March 22, 2013

$PVCT & $AMGN: T-VEC vs. PV-10

This week, Amgen released partial study results of T-Vec's melanoma Phase 3 trial that compared talimogene laherparepvec (formerly OncoVex) against control therapy GM-CSF.

Some articles on this can be found below:
"[16%] of the T-Vec patients reported meaningful tumor shrinkage for at least six months, compared to 2% for patients treated with GM-CSF. The difference in durable tumor response was statistically significant in favor T-Vec, achieving the primary endpoint of the study." (Adam Feuerstein)

Reaction is mixed.

"Until Amgen produces some solid OS rates, though, a number of analysts will remain on the sidelines as to whether the biotech giant has a shot at market success. Amgen likely will have to wait until the arrival of OS data later this year before it can file for an approval, said ISI's Mark Schoenebaum in a note to investors. "In our view, OS is the single most important data point to track for this trial (both from regulatory and commercial perspective)."" (Ryan McBride)

"RBC Capital Markets analyst Michael Yee wrote to investors that he's "cautious" on the likelihood the full survival results later this year will show T-VEC is better than a couple of existing treatments – and they [Yervoy and Zelboraf] don't have to be injected into a tumor every two weeks."" (Linda Johnson)

"UBS Securities analyst Matthew Roden noted T-VEC's 16 percent durable response rate in this study, as well as its 58 percent one-year survival rate in an earlier, mid-stage study, both exceed study results for Yervoy, Bristol-Myers Squibb Co.'s melanoma drug. Roden added that T-VEC doesn't have that drug's severe gastrointestinal side effects."" (Linda Johnson)

"However, Mara Goldstein of Cantor Fitzgerald called the findings "a win for immunotherapy." "We can't help but feel encouraged for other agents in development," she wrote to investors, "particularly in light of the failure" of a study of experimental cancer vaccine Stimuvax, being tested by Merck KGaA of Germany." (Linda Johnson)

Coverage and commentary by biotechnology journalists of Amgen and T-Vex can only help facilitate a more open assessment of PV-10 when the time comes, helping them to better understand treatments that prime or "...activate a patient's immune system enough to target and eliminate tumors that are not directed injected...[the] so-called off-target or systemic response..." (Adam Feuerstein)

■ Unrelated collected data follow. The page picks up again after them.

PR #743, opened 2022-02-21
aditya kapadiya patch 1

Aditya-Kapadiya:
Changed HTTP to HTTPS for secure connection. The link redirected me to the HTTP as HTTP is unsecure it can lead to a privacy issues or the user can become a victim of MITM attack and can be vulnerable to many other security risks.


JustinDoan:
Hi @Aditya-Kapadiya, The URL is taken directly from the Apache license template. It may be better to reach out to the Apache org about updating this.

""While the regulatory strategy is current unclear, today's news is an incremental positive and T-Vec is not currently in our/Street models, due to overall low expectations for the drug and the practical/commercial limitations of immunotherapies. We await presentation at ASCO and OS data to better assess the clinical and commercial profile of T-Vec," said J.P. Morgan biotech analyst Geoff Meacham in a note to clients Tuesday night." (Adam Feuerstein)

My key takeaway from the Amgen news is Goldstein's comments about the results being a win for immunotherapy. T-Vex, Allovectin-7 and PV-10 have been considered the 3 cancer immunotherapy treatments to watch.

Put into context, and presented again at the HemOnc Today conference in New York, PV-10 possesses a superior response rate advantage over T-Vec (and Allovectin) for injected lesions, non-injected lesions and non-injected systemic lesions.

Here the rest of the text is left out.